What you will do: Only one portion of the data is to be written out: from the line bearing "SCA integration tests introduced" through the line bearing "IPC Endpoint Race". Write it exactly as it appears.

Data provided:
PR #35461, opened 2026-04-16
Fix SCA integration tests flakiness and deadlocks on Windows

Darioortegaleyva:
## Summary

SCA integration tests introduced alongside #35305 failed consistently on Windows (and occasionally on Linux) due to three independent root causes exposed by the new `agent_module_limits` handshake. All four test files in `test_sca/test_basic/` were affected, resulting in flaky behavior and timeouts.

This PR addresses these root causes by fixing IPC conflicts on Windows, ensuring deterministic SCA database initialization, and following internal feedback to maintain logging consistency in the C++ core.

---

### 1. Root Causes Fixed (Tests & Infrastructure)

**Windows IPC Endpoint Race Condition (The "Flakiness")**

Windows SCM reports `STOPPED` before the process fully exits. When the next test starts a new instance while the previous process is still alive, both compete for the SCA IPC endpoint. The new process wins the SCM race but loses the IPC race, causing the scan thread to never initialize (resulting in 40s of silence in logs and a Phase 4 deadlock).

- **Fix:** Added `_wait_for_agent_gone(timeout, raise_on_timeout=False)`, a `psutil`-based polling loop that blocks execution until the Wazuh agent process actually disappears. Exposed as a `wait_for_agent_gone` pytest fixture in the parent conftest so child conftests consume it via dependency injection — zero duplication. It is invoked in both `clean_sca_db` (setup, `raise_on_timeout=True`) and a new teardown fixture `_wait_agent_exit_after_test` (best-effort, `raise_on_timeout=False`).

**Missing `first_sync_completed=1` Seeding → SCA Skips the Scan**

When a previous SCA DB exists with `first_sync_completed=0`, the module takes Path B (`synchronizeDatabaseSnapshot`) instead of Path A (`PushStateful`). Path B remains blocked waiting for a synchronization that does not occur in standalone test environments.

- **Fix:** Consolidated the use of the `clean_sca_db` fixture in `conftest.py` for all test files, ensuring a clean state and forcing the initial scan through metadata seeding.

**`IndexError` in `find_result_for_a_given_id`**

`FileMonitor` with `accumulations=N` returned a simple tuple instead of a list of tuples when fewer than N results were found. Iterating over a string tuple caused an `IndexError` when validating conditions.

- **Fix:** The result is normalized to a list before iteration in `find_result_for_a_given_id`.

**Additional Fixes:**
- Increased Linux Phase 2 timeout from **15s to 30s** to handle CI load spikes.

Solution to this problem:
SCA integration tests introduced alongside #35305 failed consistently on Windows (and occasionally on Linux) due to three independent root causes exposed by the new `agent_module_limits` handshake. All four test files in `test_sca/test_basic/` were affected, resulting in flaky behavior and timeouts.

This PR addresses these root causes by fixing IPC conflicts on Windows, ensuring deterministic SCA database initialization, and following internal feedback to maintain logging consistency in the C++ core.

---

### 1. Root Causes Fixed (Tests & Infrastructure)

**Windows IPC Endpoint Race Condition (The "Flakiness")**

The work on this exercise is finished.